PROBLEM: Search the records for the string "leak", then copy each line that has it.

TASK MATERIAL:

***

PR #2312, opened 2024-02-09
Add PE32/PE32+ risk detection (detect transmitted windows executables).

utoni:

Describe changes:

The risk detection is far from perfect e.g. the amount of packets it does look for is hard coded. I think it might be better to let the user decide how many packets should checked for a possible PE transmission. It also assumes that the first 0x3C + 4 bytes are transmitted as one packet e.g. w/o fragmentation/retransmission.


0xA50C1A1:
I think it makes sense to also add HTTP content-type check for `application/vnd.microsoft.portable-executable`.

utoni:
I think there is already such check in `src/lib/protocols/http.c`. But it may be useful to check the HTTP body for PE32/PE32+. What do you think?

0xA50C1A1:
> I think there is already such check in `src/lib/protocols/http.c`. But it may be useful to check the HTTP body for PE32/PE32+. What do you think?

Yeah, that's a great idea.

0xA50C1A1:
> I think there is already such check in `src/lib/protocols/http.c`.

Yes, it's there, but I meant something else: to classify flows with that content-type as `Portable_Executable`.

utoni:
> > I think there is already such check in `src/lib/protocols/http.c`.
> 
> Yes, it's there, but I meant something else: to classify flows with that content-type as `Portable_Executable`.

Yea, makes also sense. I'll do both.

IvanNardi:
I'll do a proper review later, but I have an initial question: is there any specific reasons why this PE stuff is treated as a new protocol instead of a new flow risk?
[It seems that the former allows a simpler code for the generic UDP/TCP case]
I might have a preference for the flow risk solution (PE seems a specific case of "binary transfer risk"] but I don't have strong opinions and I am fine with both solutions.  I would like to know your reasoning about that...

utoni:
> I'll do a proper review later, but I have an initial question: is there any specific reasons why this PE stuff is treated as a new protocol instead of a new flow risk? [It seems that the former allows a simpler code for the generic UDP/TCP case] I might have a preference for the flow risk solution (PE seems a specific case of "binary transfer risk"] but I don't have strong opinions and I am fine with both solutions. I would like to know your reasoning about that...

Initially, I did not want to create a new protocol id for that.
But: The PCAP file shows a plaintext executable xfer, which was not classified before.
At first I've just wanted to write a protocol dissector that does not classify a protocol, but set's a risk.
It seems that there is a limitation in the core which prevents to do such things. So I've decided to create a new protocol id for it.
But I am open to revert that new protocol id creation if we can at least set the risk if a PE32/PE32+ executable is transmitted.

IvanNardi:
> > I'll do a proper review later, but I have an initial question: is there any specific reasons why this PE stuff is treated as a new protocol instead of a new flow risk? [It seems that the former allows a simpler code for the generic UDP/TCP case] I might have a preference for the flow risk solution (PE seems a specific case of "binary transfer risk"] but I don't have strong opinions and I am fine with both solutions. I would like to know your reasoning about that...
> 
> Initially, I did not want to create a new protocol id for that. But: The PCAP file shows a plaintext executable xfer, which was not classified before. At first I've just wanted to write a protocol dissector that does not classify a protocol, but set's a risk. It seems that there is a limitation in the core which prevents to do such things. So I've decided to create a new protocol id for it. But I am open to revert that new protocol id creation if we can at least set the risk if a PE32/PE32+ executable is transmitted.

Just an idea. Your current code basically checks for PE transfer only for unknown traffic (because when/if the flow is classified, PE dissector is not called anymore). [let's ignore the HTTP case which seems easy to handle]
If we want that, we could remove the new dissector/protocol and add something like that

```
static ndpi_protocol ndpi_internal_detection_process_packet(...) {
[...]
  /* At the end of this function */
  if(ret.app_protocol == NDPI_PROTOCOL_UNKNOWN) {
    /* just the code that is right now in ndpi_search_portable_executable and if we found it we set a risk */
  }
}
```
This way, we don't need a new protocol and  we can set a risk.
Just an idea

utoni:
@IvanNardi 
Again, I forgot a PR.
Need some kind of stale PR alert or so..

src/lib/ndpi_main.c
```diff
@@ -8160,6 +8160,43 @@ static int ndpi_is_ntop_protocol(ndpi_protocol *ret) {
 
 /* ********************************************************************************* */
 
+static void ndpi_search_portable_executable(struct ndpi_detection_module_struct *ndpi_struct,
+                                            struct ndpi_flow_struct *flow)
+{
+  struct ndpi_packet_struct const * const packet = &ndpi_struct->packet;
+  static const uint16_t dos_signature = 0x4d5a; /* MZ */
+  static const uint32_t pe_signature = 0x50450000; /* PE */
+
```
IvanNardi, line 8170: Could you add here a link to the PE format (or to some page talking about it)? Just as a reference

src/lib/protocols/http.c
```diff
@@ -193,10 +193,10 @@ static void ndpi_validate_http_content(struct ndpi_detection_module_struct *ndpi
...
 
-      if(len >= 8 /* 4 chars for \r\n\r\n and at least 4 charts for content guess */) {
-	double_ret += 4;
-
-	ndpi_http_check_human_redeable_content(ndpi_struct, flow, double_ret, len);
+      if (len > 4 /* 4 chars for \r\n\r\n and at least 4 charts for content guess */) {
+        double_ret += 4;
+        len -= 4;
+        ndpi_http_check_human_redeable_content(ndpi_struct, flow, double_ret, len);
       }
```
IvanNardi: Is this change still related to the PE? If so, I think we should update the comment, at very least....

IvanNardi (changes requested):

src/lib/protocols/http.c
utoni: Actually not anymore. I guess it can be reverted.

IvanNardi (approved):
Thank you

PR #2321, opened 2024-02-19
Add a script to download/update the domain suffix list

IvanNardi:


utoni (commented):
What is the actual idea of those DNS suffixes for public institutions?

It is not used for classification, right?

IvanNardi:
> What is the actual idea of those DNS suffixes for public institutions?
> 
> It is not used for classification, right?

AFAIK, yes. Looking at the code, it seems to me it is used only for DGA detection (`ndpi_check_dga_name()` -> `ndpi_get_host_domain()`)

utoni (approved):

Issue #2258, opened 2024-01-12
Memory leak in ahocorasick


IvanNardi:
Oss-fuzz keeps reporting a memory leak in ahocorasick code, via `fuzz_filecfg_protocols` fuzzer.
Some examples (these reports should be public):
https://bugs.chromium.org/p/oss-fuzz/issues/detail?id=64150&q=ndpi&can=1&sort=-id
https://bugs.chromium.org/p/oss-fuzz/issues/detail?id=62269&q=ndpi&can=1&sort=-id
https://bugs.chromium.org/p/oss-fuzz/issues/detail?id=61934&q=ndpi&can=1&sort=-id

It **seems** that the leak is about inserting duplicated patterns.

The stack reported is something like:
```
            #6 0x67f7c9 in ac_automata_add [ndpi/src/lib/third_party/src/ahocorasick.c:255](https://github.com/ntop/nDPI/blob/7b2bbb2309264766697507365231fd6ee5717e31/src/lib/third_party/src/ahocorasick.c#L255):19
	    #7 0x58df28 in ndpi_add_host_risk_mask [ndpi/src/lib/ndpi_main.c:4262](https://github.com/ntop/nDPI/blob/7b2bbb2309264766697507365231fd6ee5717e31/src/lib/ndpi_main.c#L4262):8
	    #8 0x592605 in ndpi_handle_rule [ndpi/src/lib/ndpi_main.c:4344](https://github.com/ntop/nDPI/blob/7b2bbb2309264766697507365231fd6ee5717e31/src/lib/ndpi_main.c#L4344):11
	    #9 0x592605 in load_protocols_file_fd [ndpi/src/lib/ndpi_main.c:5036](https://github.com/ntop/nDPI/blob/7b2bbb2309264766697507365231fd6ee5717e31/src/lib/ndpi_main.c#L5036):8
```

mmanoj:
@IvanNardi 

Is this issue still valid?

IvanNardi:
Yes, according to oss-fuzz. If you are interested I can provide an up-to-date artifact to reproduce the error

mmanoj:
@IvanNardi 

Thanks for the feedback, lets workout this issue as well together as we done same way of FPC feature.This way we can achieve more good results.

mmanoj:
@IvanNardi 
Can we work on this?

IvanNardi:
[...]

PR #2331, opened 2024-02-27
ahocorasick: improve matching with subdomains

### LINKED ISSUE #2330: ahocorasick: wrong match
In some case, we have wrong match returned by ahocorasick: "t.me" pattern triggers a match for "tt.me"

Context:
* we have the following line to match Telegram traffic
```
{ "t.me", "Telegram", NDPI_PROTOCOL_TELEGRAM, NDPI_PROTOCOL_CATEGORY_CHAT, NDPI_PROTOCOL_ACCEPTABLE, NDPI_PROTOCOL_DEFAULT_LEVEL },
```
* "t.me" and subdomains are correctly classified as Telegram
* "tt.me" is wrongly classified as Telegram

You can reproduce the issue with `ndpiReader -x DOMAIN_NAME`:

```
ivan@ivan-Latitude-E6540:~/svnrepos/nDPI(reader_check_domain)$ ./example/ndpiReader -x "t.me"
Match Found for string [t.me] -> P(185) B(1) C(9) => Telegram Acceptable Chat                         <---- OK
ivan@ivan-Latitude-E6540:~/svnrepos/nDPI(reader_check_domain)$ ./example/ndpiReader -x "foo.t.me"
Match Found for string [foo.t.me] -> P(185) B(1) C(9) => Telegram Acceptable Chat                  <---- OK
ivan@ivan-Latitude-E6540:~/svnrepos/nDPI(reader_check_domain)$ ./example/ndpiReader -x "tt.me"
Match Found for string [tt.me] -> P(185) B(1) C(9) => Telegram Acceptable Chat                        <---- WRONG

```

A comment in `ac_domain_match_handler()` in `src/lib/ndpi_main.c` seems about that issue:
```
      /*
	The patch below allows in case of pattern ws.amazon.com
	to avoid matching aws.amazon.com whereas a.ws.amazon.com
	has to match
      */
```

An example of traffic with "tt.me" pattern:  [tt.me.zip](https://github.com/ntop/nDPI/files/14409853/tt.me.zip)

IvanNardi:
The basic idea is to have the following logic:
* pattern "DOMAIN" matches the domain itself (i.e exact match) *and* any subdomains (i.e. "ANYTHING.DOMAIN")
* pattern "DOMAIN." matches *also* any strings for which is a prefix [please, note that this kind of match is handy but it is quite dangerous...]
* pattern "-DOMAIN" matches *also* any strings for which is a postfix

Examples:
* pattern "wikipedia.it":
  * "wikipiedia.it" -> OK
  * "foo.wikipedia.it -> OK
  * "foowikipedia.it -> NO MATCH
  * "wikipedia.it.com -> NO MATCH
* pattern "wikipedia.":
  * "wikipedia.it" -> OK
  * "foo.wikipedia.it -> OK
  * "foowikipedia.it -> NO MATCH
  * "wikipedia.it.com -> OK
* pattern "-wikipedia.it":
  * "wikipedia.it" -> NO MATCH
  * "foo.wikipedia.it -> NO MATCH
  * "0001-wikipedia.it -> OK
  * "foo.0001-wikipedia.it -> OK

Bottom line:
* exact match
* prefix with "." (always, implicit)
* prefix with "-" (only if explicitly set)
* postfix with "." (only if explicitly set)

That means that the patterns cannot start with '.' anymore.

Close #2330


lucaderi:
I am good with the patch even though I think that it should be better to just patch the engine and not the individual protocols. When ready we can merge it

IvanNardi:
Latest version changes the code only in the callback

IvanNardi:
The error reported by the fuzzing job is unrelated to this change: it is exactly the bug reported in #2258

***

EXPECTED ANSWER:
Memory leak in ahocorasick
Oss-fuzz keeps reporting a memory leak in ahocorasick code, via `fuzz_filecfg_protocols` fuzzer.
It **seems** that the leak is about inserting duplicated patterns.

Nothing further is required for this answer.